Step 4 (Pull secrets)#

Run the helper script to create the nvcr-pull-secret Kubernetes secret in all NVCF namespaces:

export NGC_API_KEY="<your-ngc-api-key>"
bash samples/scripts/create-nvcr-pull-secrets.sh

The environment file template from Step 2 already references this secret via imagePullSecrets.

Step 5 (Deploy)#

Authenticate helm and deploy using your environment name:

helm registry login nvcr.io -u '$oauthtoken' -p "$NGC_API_KEY"
HELMFILE_ENV=<name> helmfile sync

Note

Replace <name> with the name you chose for your environment file (e.g., my-local).

Step 6 (Verify)#

Check that all pods are running:

kubectl get pods -A -o wide
# All pods should be Running or Completed

helm list -A
# All releases should show STATUS: deployed

Verify the NVCA agent discovered the fake GPUs:

kubectl get nvcfbackends -n nvca-operator
# Expected: nvcf-default   healthy

kubectl get nvcfbackends -n nvca-operator -o jsonpath='{.items[0].status.gpuUsage}' | python3 -m json.tool
# Expected: {"H100": {"available": 16, "capacity": 16}}

Verify API connectivity using the .localhost routing (not the Gateway address, which is cluster-internal on k3d):

# Generate an admin token
export NVCF_TOKEN=$(curl -s -X POST "http://api-keys.localhost:8080/v1/admin/keys" \
  | python3 -c "import sys,json; print(json.load(sys.stdin)['value'])")

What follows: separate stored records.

PR #1619, opened 2024-06-03
Prevent non-constant-time code in Kyber-R3 and ML-KEM implementation

geedo0:
### Issues:
Resolves V1399146249

### Description of changes: 
A branch can be introduced by the compiler from the `poly_frommsg` code. This has been reported for Clang versions
15-18, x86_64, for the following compiler flags:
- `-Os`
- `-O1`
- `-O2 -fno-vectorize`
- `-O3 -fno-vectorize`

An upstream fix has been published [here](https://github.com/pq-crystals/kyber/commit/9b8d30698a3e7449aeb34e62339d4176f11e3c6c) which we are deciding not to take directly. Due to the way AWS-LC compiles the Kyber reference code, it may not have the
desired effect. We instead opt to use our own constant-time implementations for performing conditional bit-masks which
have much stronger guarantees around portability.

### Call-outs:

- An interesting observation is that the old code would *always* produce SIMD
instructions despite passing in `-fno-vectorize` and technically never produced
the non-constant-time branching described.
- This new code for performing the conditional bit-masks seems to completely
avoid SIMD now. The fact that this is more controlled/predicted is an improvement in my book.

### Testing:

- Compiled the source on a MacOS, x86_65, Clang-15 machine.
- Test compiled -Os, -O2 -fno-vectorize cases.
- Disassembled the `poly_frommsg` function and checked for any
non-constant-time-behavior
- Disassembly is below for the reviewer

```
# -Os
pqcrystals_kyber512_ref_poly_frommsg:
  pushq  %rbp
  movq   %rsp, %rbp
  xorl   %eax, %eax
  xorl   %ecx, %ecx
  movzbl (%rsi,%rax), %edx
  btl    %ecx, %edx
  movl   $0x0, %edx
  sbbq   %rdx, %rdx
  andl   $0x681, %edx               ; imm = 0x681
  movw   %dx, (%rdi,%rcx,2)
  incq   %rcx
  cmpq   $0x8, %rcx
  jne    0x1005774ad                ; <+8> at poly.c:177:37
  incq   %rax
  addq   $0x10, %rdi
  cmpq   $0x20, %rax
  jne    0x1005774ab                ; <+6> at poly.c:167
  popq   %rbp
  retq

# -O2 -fno-vectorize
pqcrystals_kyber512_ref_poly_frommsg:
  pushq  %rbp                     
  movq   %rsp, %rbp               
  addq   $0xe, %rdi               
  xorl   %eax, %eax               
  nopw   (%rax,%rax)              
  movzbl (%rsi,%rax), %ecx        
  andl   $0x1, %ecx               
  negq   %rcx                     
  andl   $0x681, %ecx               ; imm = 0x681
  movw   %cx, -0xe(%rdi)          
  movzbl (%rsi,%rax), %ecx        
  shlb   $0x6, %cl                
  sarb   $0x7, %cl                
  movsbq %cl, %rcx                
  andl   $0x681, %ecx               ; imm = 0x681
  movw   %cx, -0xc(%rdi)          
  movzbl (%rsi,%rax), %ecx        
  shlb   $0x5, %cl                
  sarb   $0x7, %cl                
  movsbq %cl, %rcx                
  andl   $0x681, %ecx               ; imm = 0x681
  movw   %cx, -0xa(%rdi)          
  movzbl (%rsi,%rax), %ecx        
  shlb   $0x4, %cl                
  sarb   $0x7, %cl                
  movsbq %cl, %rcx                
  andl   $0x681, %ecx               ; imm = 0x681
  movw   %cx, -0x8(%rdi)          
  movzbl (%rsi,%rax), %ecx        
  shlb   $0x3, %cl                
  sarb   $0x7, %cl                
  movsbq %cl, %rcx                
  andl   $0x681, %ecx               ; imm = 0x681
  movw   %cx, -0x6(%rdi)          
  movzbl (%rsi,%rax), %ecx        
  shlb   $0x2, %cl                
  sarb   $0x7, %cl                
  movsbq %cl, %rcx                
  andl   $0x681, %ecx               ; imm = 0x681
  movw   %cx, -0x4(%rdi)          
  movzbl (%rsi,%rax), %ecx        
  addb   %cl, %cl                 
  sarb   $0x7, %cl                
  movsbq %cl, %rcx                
  andl   $0x681, %ecx               ; imm = 0x681
  movw   %cx, -0x2(%rdi)          
  movzbl (%rsi,%rax), %ecx        
  sarb   $0x7, %cl                
  movsbq %cl, %rcx                
  andl   $0x681, %ecx               ; imm = 0x681
  movw   %cx, (%rdi)              
  incq   %rax                     
  addq   $0x10, %rdi              
  cmpq   $0x20, %rax              
  jne    0x100331690                ; <+16> [inlined] constant_time_msb_w + 6 at internal.h:325:18
  popq   %rbp                     
  retq                            
  nopw   (%rax,%rax) 
```


crypto/kyber/pqcrystals_kyber_ref_common/poly.c
```diff
@@ -164,16 +166,17 @@ void poly_frombytes(poly *r, const uint8_t a[KYBER_POLYBYTES])
...
 
 #if (KYBER_INDCPA_MSGBYTES != KYBER_N/8)
 #error "KYBER_INDCPA_MSGBYTES must be equal to KYBER_N/8 bytes!"
 #endif
 
   for(i=0;i<KYBER_N/8;i++) {
     for(j=0;j<8;j++) {
-      mask = -(int16_t)((msg[i] >> j)&1);
-      r->coeffs[8*i+j] = mask & ((KYBER_Q+1)/2);
+      mask = constant_time_lt_w(0, (msg[i] >> j) & 1);
```
dkostic, line 177: can we please use `constant_time_is_zero_w` since it makes more sense in this context?

crypto/kyber/pqcrystals_kyber_ref_common/poly.c
```diff
@@ -164,16 +166,17 @@ void poly_frombytes(poly *r, const uint8_t a[KYBER_POLYBYTES])
...
+      r->coeffs[8*i+j] = (int16_t) constant_time_select_w(mask,
```
dkostic, line 178: can we add a comment that the conversion to `int16_t` works only because the possible values (`(KYBER_Q+1)/2`, 0) are such that no error is caused by the cast? maybe add an assert as well?

dkostic:
we should do the same for ML-KEM?

crypto/kyber/pqcrystals_kyber_ref_common/poly.c
geedo0: Sure, but we end up needing to introduce some inversion logic external to `constant_time_*`. i.e. We have to either invert the output mask or we invert the input bit. I don't think it adds risk to our compiler output, but just calling it out.

crypto/kyber/pqcrystals_kyber_ref_common/poly.c
```diff
@@ -164,16 +169,21 @@ void poly_frombytes(poly *r, const uint8_t a[KYBER_POLYBYTES])
...
 
 #if (KYBER_INDCPA_MSGBYTES != KYBER_N/8)
 #error "KYBER_INDCPA_MSGBYTES must be equal to KYBER_N/8 bytes!"
 #endif
 
   for(i=0;i<KYBER_N/8;i++) {
     for(j=0;j<8;j++) {
-      mask = -(int16_t)((msg[i] >> j)&1);
-      r->coeffs[8*i+j] = mask & ((KYBER_Q+1)/2);
+      mask = ~constant_time_is_zero_w((msg[i] >> j) & 1);
```
dkostic, line 180: nit/micro optimization: no need for `~` if you reverse the order of the inputs in `constant_time_select_w`

crypto/ml_kem/ml_kem_ipd_ref_common/poly.c
```diff
@@ -167,16 +172,21 @@ void poly_frombytes(poly *r, const uint8_t a[KYBER_POLYBYTES])
...
 
 #if (KYBER_INDCPA_MSGBYTES != KYBER_N/8)
 #error "KYBER_INDCPA_MSGBYTES must be equal to KYBER_N/8 bytes!"
 #endif
 
   for(i=0;i<KYBER_N/8;i++) {
     for(j=0;j<8;j++) {
-      mask = -(int16_t)((msg[i] >> j)&1);
-      r->coeffs[8*i+j] = mask & ((KYBER_Q+1)/2);
+      mask = ~constant_time_is_zero_w((msg[i] >> j) & 1);
```
dkostic, line 183: nit/micro optimization: no need for ~ if you reverse the order of the inputs in constant_time_select_w

crypto/kyber/pqcrystals_kyber_ref_common/poly.c
geedo0: I like it, that's much clearer, will add in the next rev.

dkostic (approved):

nebeid (approved):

echo "Token: ${NVCF_TOKEN:0:20}..."

# List functions (should return empty)
curl -s "http://api.localhost:8080/v2/nvcf/functions" \
  -H "Authorization: Bearer ${NVCF_TOKEN}" | python3 -m json.tool
# Expected: {"functions": []}

Note

The standard control plane verification commands use the Gateway address from kubectl get gateway. On k3d this returns a cluster-internal IP that is not reachable from the host. Use localhost:8080 with .localhost hostnames instead, as shown above.

Accessing Routes Locally#

NVCF routes use the .localhost top-level domain, which resolves to 127.0.0.1 automatically on most systems. Access services via the k3d load balancer on port 8080:

http://api.localhost:8080 – NVCF API
http://api-keys.localhost:8080 – API Keys service
http://invocation.localhost:8080 – Function invocation

If .localhost does not resolve automatically, add entries to /etc/hosts:

0.0.1 api.localhost
0.0.1 api-keys.localhost
0.0.1 invocation.localhost

Note

Wildcard subdomains (e.g., <function-id>.invocation.localhost) cannot be added to /etc/hosts. For local testing with dynamic function IDs, add specific entries or use a local DNS resolver such as dnsmasq.

Teardown#

# Remove the NVCF stack (use your environment name)
HELMFILE_ENV=<name> helmfile destroy

# Delete the k3d cluster
k3d cluster delete ncp-local

Limitations#

Fake GPUs – Function containers will be scheduled and deployed but cannot execute actual GPU workloads.
Single Cassandra replica – No high availability. Data may be lost on pod restart.
Ephemeral storage – local-path volumes are deleted when the cluster is destroyed.
Not suitable for performance testing – Resource constraints of a laptop do not represent production environments.